Одна из целей поездки в Россию для Анны было свидание с сыном. С того дня, как она выехала из Италии, мысль об этом свидании не переставала волновать ее. И чем ближе она подъезжала к Петербургу, тем радость и значительность этого свидания представлялись ей больше и больше. Она и не задавала себе вопроса о том, как устроить это свидание. Ей казалось натурально и просто видеть сына, когда она будет в одном с ним городе; но по приезде в Петербург ей вдруг представилось ясно ее теперешнее положение в обществе, и она поняла, что устроить свидание было трудно.

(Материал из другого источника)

PR #75, opened 2019-08-13
1561956_generic-worker_15

dragoscrisan:
Update generic-worker to version 16.5.2 multiuser on OSX Mojave


modules/generic_worker/templates/generic-worker.plist.erb
```diff
@@ -12,7 +12,7 @@
         <string>/usr/local/bin/run-generic-worker.sh</string>
         <string>run</string>
         <string>--config</string>
-        <string>/etc/generic-worker.config</string>
+        <string>/etc/generic-worker/config</string>
```
davehouse: Does this need to go back to a dot to match the reference in  modules/generic_worker/manifests/multiuser.pp (https://github.com/mozilla-platform-ops/ronin_puppet/pull/75/files#diff-fb9e83eb4fe169b0d24255d1dd4a5180R82)

davehouse: nm, you pushed a new commit switching to using this /etc/generic-worker directory. 👍

modules/generic_worker/manifests/multiuser.pp
```diff
@@ -0,0 +1,107 @@
...
+                    group   => $::root_group;
+
+                '/usr/local/bin/run-generic-worker.sh':
+                    ensure  => present,
+                    content => template('generic_worker/run-generic-worker.sh.erb'),
+                    mode    => '0755',
+                    owner   => $::root_user,
+                    group   => $::root_group;
+
+                '/etc/generic-worker.config':
```
davehouse: I'll double-check later that you changed this reference too :)

modules/generic_worker/templates/generic-worker.config.erb
```diff
@@ -30,16 +26,16 @@
...
   "tasksDir": "<%= @task_dir %>",
   "workerGroup": "<%= @worker_group %>",
   "workerId": "<%= @hostname %>",
   "workerType": "<%= @worker_type %>",
+  "wstAudience": "taskcluster-net",
+  "wstServerURL": "https://websocktunnel.tasks.build",
   "workerTypeMetadata": {
     "machine-setup": {
-      "config": "https://github.com/mozilla-platform-ops/ronin_puppet/raw/master/modules/generic_worker/templates/generic-worker.config.erb",
+      "config": "https://github.com/mozilla-releng/build-puppet/raw/master/modules/generic_worker/templates/generic-worker.config.erb",
```
dividehex: Why change this back to the old config in build-puppet? it should be point to here.

modules/generic_worker/manifests/multiuser.pp
dividehex: You changed the references to the config file to `/etc/generic-worker/config` but this is still putting the config in `/etc/generic-worker.config`

modules/generic_worker/templates/generic-worker.plist.erb
dividehex: If you are going put the config in `/etc/generic-worker/config`, you should also create the dir `/etc/generic-worker/`

dragoscrisan:
Looks like pre-commit hooks fixed a end line error on modules/fluentd/templates/application_default_credentials.json.erb. This file is not part of my changes

modules/generic_worker/templates/run-generic-worker.sh.erb
```diff
@@ -13,6 +13,17 @@ rm -f tasks-resolved-count.txt
 export PATH=/bin:/sbin:/usr/bin:/usr/sbin:/usr/local/bin
 source /usr/local/share/generic-worker/bugzilla-utils.sh
 
+. /etc/rc.common
```
davehouse: I don't think you need to do this network check because puppet already waits for network before running and creating the semaphore file that triggers this.

Also, we aren't controlling rc.common. So this *could* do anything.

modules/generic_worker/templates/generic-worker.plist.erb
davehouse: thx. I see the working dir paths are all matching now for multiuser. It is a little confusing to have the config in different places with similar names.

modules/generic_worker/templates/generic-worker.config.multiuser.erb
```diff
@@ -0,0 +1,42 @@
...
+  "certificate": "",
+  "checkForNewDeploymentEverySecs": 0,
+  "cleanUpTaskDirs": true,
+  "clientId": "<%= @taskcluster_client_id %>",
+  "deploymentId": "",
+  "downloadsDir": "<%= @downloads_dir %>",
+  "idleTimeoutSecs": 345600,
+  "instanceId": "",
+  "instanceType": "",
+  "livelogExecutable": "livelog",
```
davehouse: Is livelog deprecated? Maybe in a follow-up change we can remove this and the livelog install since we have wst* set and working.

modules/generic_worker/templates/run-generic-worker.sh.erb
davehouse: Please remove this network check block.

davehouse: Thanks! that was causing me stress ;)

modules/talos/manifests/init.pp
```diff
@@ -23,7 +23,7 @@
                     ensure  => directory,
                     owner   => $user,
                     group   => 'staff',
-                    mode    => '0755',
+                    mode    => '0777',
```
davehouse: do these need to be wide open, or can they be made only writable by the generic-worker users' group or main user?

modules/generic_worker/templates/run-generic-worker.sh.multiuser.erb
```diff
@@ -0,0 +1,75 @@
...
+# exits, this script will reboot the machine. Note, in the worker config
+# (/etc/generic-worker.config) we set numberOfTasksToRun to 1 so that the worker
+# will exit after running a single task. This script is then responsible for
+# rebooting the machine.
+
+# If this file exists when the worker starts up, and its content is equal
+# to numberOfTasksToRun, the worker won't exit and machine won't reboot.
+rm -f tasks-resolved-count.txt
+
+export SHELL=/bin/bash
```
petemoore: You can delete this line, it won't set `SHELL` for tasks. See e.g. [this task](https://tools.taskcluster.net/groups/BH_28jjfRN-5ZA-T1t8JUQ/tasks/BH_28jjfRN-5ZA-T1t8JUQ/runs/0/logs/public%2Flogs%2Flive.log). It runs against production, using this version of `run-generic-worker.sh.multiuser.erb` but SHELL is not set in python process. `SHELL` is a [special bash variable](https://www.gnu.org/software/bash/manual/html_node/Bash-Variables.html#index-SHELL), that evaluates to the user's shell if the environment variable `SHELL` is not set. Since the spawned process for the task does not inherit the exported environment variables of the generic-worker process, `SHELL` will not be set, and so a task that executes a bash shell will have the bash variable `SHELL` set, but any processes it runs will not have the `SHELL` environment set.

modules/generic_worker/templates/generic-worker.config.multiuser.erb
petemoore: The livelog executable is still needed when using websocktunnel, but the livelog secrets are not needed, as access to the livelog stream (provided by the livelog executable) is provided via the tunnel, rather than a direct client-to-worker ssl connection that was previously used. The former secrets enabled the service to be hosted over https on the worker directly, and the livelog secret was used in tandem with the stateless dns server in order to provide hashed hostnames for the workers.

modules/generic_worker/templates/generic-worker.plist.multiuser.erb
```diff
@@ -0,0 +1,42 @@
...
+<%# file, You can obtain one at http://mozilla.org/MPL/2.0/. -%>
+<?xml version="1.0" encoding="UTF-8"?>
+<!DOCTYPE plist PUBLIC "-//Apple//DTD PLIST 1.0//EN" "http://www.apple.com/DTDs/PropertyList-1.0.dtd">
+<plist version="1.0">
+<dict>
+    <key>LSEnvironment</key>
+    <dict>
+        <key>SHELL</key>
+        <string>/bin/bash</string>
+    </dict>
```
petemoore: This SHELL section should be removed.

modules/roles_profiles/manifests/profiles/gecko_t_osx_1014_generic_worker_staging.pp
```diff
@@ -60,14 +58,17 @@
                 quarantine_client_id      => $quarantine_client_id,
                 quarantine_access_token   => $quarantine_access_token,
                 bugzilla_api_key          => $bugzilla_api_key,
-                generic_worker_version    => 'v13.0.3',
-                generic_worker_sha256     => '6e5c1543fb3c333ca783d0a5c4e557b2b5438aada4bc23dc02402682ae4e245e',
+                task_dir                  => '/Users',
+                generic_worker_version    => 'v15.1.4',
```
petemoore: 16.4.0 is the current latest version.

modules/generic_worker/manifests/multiuser.pp
```diff
@@ -0,0 +1,114 @@
...
+        livelog_version           => $livelog_version,
+        livelog_sha256            => $livelog_sha256
+    }
+
+    class { 'generic_worker::control_bug':
+        user_homedir     => $user_homedir,
+        bugzilla_api_key => $bugzilla_api_key,
+    }
+
+    $livelog_certificate = "${user_homedir}/livelog.crt"
```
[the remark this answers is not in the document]
davehouse: we have this for the single-user/old-versions generic-worker until they're all moved to multi-user/15+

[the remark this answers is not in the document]
dragoscrisan: multiuser class is used only for define generic-worker new version. Old version is defined in init.pp

modules/generic_worker/templates/generic-worker.config.multiuser.erb
davehouse: thx

davehouse: for the explanation 👍  I won't expect to remove the livelog binary now

modules/roles_profiles/manifests/profiles/gecko_t_osx_1014_generic_worker_staging.pp
```diff
@@ -51,23 +48,25 @@
...
-                livelog_secret            => $livelog_secret,
                 worker_group              => $worker_group,
                 worker_type               => $worker_type,
                 quarantine_client_id      => $quarantine_client_id,
                 quarantine_access_token   => $quarantine_access_token,
                 bugzilla_api_key          => $bugzilla_api_key,
-                generic_worker_version    => 'v13.0.3',
-                generic_worker_sha256     => '6e5c1543fb3c333ca783d0a5c4e557b2b5438aada4bc23dc02402682ae4e245e',
+                task_dir                  => '/Users',
+                generic_worker_version    => 'v16.4.0',
```
petemoore: I don't understand why you haven't hit [bug 1592233](https://bugzilla.mozilla.org/show_bug.cgi?id=1592233).

modules/generic_worker/templates/generic-worker.config.multiuser.erb
```diff
@@ -0,0 +1,42 @@
...
+  "livelogPUTPort": 60022,
+  "numberOfTasksToRun": 1,
```
petemoore: We should change this to `0`. A value of `1` implies you only intend to run one task on the worker, so no new task user will be created for the subsequent task. Setting to 0 implies you intend to run an unlimited number of tasks on this worker.

modules/generic_worker/templates/run-generic-worker.sh.multiuser.erb
```diff
@@ -0,0 +1,69 @@
+#!/bin/bash
+
+# This is a wrapper script for calling generic worker, such that when the worker
+# exits, this script will reboot the machine. Note, in the worker config
+# (/etc/generic-worker.config) we set numberOfTasksToRun to 1 so that the worker
+# will exit after running a single task. This script is then responsible for
+# rebooting the machine.
```
petemoore: This whole paragraph can be removed. It is correct for the simple engine, but for multiuser engine, `numberOfTasksToRun` needs to be `0` so that task users are created for future tasks.

modules/generic_worker/templates/run-generic-worker.sh.multiuser.erb
```diff
@@ -0,0 +1,69 @@
...
+
+# If this file exists when the worker starts up, and its content is equal
+# to numberOfTasksToRun, the worker won't exit and machine won't reboot.
+rm -f tasks-resolved-count.txt
```
petemoore: This `rm` and the comment above it is also not needed for multiuser when `numberOfTasksToRun` is `0`.

modules/generic_worker/templates/generic-worker.config.multiuser.erb
```diff
@@ -12,7 +12,7 @@
   "instanceType": "",
   "livelogExecutable": "livelog",
   "livelogPUTPort": 60022,
-  "numberOfTasksToRun": 1,
+  "numberOfTasksToRun": 0,
```
davehouse: 😢

modules/roles_profiles/manifests/profiles/gecko_t_osx_1014_generic_worker_multiuser.pp
```diff
@@ -46,8 +46,8 @@
                 quarantine_access_token   => $quarantine_access_token,
                 bugzilla_api_key          => $bugzilla_api_key,
                 task_dir                  => '/Users',
-                generic_worker_version    => 'v16.4.0',
-                generic_worker_sha256     => 'eaf18131ff7f7e28810554719c71e5b658bec374d03ca469c5b9af272920e331',
+                generic_worker_version    => 'v16.5.2',
+                generic_worker_sha256     => '7bd47da57aae65f120d89e8d70fb0a1f66762945994e0909d31eac6d63122046',
```
petemoore: https://tools.taskcluster.net/groups/FEKcrpGcQ4uRXVJ6-cl9PQ/tasks/JCtMJWbbRz2xVWgkpbdWjg/runs/0/logs/public%2Flogs%2Flive_backing.log#L14 is from a couple of hours ago and shows `t-mojave-r7-244` is in the staging pool (`releng-hardware/gecko-t-osx-1014-staging`) but running generic-worker 15.1.4.

dragoscrisan:
> ).

Removed

modules/generic_worker/manifests/multiuser.pp
```diff
@@ -0,0 +1,129 @@
...
+            require => Class['packages::generic_worker'];
+    }
+
+    case $::operatingsystem {
+        'Darwin': {
+
+            $reboot_command = '/usr/bin/sudo /sbin/reboot'
+
+            file {
+                # Ensure old plist and config files doesn’t exists, and deletes yhem, if necessary.
```
petemoore:
```suggestion
                # Ensure old plist and config files doesn’t exists, and deletes them, if necessary.
```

Наконец Анна решила, что надо делать. Сначала поехала в игрушечную лавку, накупила игрушек. Потом решила приехать рано утром, в восемь часов, когда Алексей Александрович еще, верно, не вставал. Она будет иметь в руках деньги, которые даст швейцару и лакею, с тем чтоб они пустили ее, и, не поднимая вуали, скажет, что она от крестного отца Сережи приехала поздравить и что ей поручено поставить игрушки у кровати Сережи. Она не приготовила только тех слов, которые скажет сыну. Сколько она ни думала об этом, ничего не могла придумать.
На другой день Анна осуществила свой план. На кровати сидел, поднявшись, мальчик в одной расстегнутой рубашечке и, перегнувшись тельцем, потягиваясь, доканчивал зевок. В ту минуту, как губы его сходились вместе, они сложились в блаженно-сонную улыбку, и с этою улыбкой он опять медленно и сладко повалился назад.
— Сережа! — прошептала она, неслышно подходя к нему.
Во время разлуки с ним и при том приливе любви, который она испытывала все это последнее время, она воображала его четырехлетним мальчиком, каким она больше всего любила его. Теперь он был даже не таким, как она оставила его; он еще дальше стал от четырехлетнего, еще вырос и похудел. Что это! Как худо его лицо, как коротки его волосы! Как длинны руки! Как изменился он с тех пор, как она оставила его! Но это был он, с его формой головы, его губами, его мягкою шейкой и широкими плечиками.
— Сережа! — повторила она над самым ухом ребенка.
Он поднялся опять на локоть, поводил спутанною головой на обе стороны, как бы отыскивая что-то, и открыл глаза. Тихо и вопросительно поглядел несколько секунд на неподвижно стоявшую пред ним мать, потом вдруг блаженно улыбнулся и, опять закрыв слипающиеся глаза, повалился, но не назад, а к ней, к ее рукам.
— Сережа! Мальчик мой милый! — проговорила она, задыхаясь и обнимая его пухлое тело.
— Мама! — проговорил он, двигаясь под ее руками, чтобы разными местами тела касаться ее рук.